MATERIAL TO PROCESS below:

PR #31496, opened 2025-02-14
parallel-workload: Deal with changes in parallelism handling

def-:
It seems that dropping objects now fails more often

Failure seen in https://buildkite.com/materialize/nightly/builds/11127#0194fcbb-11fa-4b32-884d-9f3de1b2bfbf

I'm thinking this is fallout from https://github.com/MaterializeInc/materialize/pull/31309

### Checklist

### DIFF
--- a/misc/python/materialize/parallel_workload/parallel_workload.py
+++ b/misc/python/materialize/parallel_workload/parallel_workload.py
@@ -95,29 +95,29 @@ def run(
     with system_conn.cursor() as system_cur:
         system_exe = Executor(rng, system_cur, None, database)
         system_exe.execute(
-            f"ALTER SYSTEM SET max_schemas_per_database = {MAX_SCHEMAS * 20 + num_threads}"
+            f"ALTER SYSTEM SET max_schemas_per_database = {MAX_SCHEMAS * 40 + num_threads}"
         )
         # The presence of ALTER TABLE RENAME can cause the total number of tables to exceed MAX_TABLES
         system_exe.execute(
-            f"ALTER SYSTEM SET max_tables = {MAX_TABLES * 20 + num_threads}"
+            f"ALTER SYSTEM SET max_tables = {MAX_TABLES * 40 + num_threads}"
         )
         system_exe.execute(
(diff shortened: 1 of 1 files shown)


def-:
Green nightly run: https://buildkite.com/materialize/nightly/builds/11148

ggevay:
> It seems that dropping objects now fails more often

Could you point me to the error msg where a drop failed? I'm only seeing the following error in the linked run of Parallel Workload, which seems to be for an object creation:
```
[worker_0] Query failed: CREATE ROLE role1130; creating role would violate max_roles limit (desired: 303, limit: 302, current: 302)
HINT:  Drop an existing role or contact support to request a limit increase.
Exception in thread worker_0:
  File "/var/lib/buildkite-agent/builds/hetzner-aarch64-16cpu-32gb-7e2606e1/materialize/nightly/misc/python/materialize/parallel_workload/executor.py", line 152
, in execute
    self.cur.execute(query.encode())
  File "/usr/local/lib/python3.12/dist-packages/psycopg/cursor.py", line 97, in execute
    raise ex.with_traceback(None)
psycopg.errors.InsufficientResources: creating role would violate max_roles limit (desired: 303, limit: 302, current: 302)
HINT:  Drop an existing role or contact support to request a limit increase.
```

End of MATERIAL TO PROCESS.
MATERIAL TO PROCESS below:

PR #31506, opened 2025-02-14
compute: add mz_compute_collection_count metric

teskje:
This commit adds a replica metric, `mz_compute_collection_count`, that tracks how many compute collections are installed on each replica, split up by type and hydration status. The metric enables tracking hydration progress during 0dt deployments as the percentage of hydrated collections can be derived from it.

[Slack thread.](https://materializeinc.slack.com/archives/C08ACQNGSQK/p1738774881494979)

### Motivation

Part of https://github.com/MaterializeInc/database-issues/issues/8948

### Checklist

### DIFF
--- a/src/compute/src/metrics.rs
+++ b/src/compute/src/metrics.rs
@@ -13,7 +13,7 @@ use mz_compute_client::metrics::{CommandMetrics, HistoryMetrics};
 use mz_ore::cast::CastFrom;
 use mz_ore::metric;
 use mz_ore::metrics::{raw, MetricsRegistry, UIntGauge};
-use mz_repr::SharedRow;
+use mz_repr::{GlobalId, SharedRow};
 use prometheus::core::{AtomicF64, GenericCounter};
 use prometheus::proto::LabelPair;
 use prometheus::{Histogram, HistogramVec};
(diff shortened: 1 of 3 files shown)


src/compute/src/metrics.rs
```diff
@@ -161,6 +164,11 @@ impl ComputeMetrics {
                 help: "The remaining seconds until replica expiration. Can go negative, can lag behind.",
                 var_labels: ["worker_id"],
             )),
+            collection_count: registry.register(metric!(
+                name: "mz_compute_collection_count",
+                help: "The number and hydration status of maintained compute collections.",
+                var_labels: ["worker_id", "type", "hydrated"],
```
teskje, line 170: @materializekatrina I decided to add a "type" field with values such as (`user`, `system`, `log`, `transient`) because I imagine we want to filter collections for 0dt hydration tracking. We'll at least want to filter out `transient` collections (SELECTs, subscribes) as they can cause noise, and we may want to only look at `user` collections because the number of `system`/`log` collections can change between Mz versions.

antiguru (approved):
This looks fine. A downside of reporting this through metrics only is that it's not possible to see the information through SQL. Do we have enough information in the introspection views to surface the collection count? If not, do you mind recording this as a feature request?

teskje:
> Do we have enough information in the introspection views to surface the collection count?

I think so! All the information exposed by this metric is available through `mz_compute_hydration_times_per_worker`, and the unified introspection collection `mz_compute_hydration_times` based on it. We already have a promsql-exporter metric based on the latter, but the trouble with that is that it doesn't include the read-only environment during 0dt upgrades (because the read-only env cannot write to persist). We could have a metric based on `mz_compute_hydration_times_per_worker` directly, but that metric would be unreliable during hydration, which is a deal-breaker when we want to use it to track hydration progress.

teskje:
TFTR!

End of MATERIAL TO PROCESS.
MATERIAL TO PROCESS below:

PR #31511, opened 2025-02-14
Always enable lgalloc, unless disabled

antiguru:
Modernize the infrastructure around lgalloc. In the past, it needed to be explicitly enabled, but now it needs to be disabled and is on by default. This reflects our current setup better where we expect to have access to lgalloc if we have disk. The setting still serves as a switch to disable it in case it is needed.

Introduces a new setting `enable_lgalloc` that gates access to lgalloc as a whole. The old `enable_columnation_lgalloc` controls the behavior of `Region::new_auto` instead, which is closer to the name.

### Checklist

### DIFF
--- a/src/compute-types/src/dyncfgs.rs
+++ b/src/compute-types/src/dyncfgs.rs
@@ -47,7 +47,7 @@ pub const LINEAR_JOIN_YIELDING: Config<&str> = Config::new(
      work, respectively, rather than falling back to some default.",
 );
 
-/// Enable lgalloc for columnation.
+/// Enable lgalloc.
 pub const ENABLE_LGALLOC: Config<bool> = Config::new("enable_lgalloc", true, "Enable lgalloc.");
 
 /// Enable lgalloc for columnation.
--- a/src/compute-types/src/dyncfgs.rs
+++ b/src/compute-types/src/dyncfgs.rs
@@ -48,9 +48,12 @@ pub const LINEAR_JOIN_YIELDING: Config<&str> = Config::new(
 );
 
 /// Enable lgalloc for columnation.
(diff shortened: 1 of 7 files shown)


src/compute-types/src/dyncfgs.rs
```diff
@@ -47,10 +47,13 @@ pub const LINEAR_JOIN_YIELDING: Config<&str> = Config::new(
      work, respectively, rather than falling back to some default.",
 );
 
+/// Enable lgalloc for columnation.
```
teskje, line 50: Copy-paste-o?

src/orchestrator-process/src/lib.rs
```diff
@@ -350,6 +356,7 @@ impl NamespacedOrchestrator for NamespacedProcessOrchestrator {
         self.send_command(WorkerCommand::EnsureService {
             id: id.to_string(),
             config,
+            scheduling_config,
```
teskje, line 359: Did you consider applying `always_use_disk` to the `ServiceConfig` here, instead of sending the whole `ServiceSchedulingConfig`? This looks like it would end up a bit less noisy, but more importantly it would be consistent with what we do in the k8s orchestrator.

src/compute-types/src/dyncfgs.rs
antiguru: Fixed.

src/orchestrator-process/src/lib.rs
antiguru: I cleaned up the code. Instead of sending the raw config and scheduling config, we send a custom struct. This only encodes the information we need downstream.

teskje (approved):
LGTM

End of MATERIAL TO PROCESS.

== TASK GOAL ==
How many of the lines in the listing hold "github"? Only the number should be given.

== WRITTEN ANSWER ==
2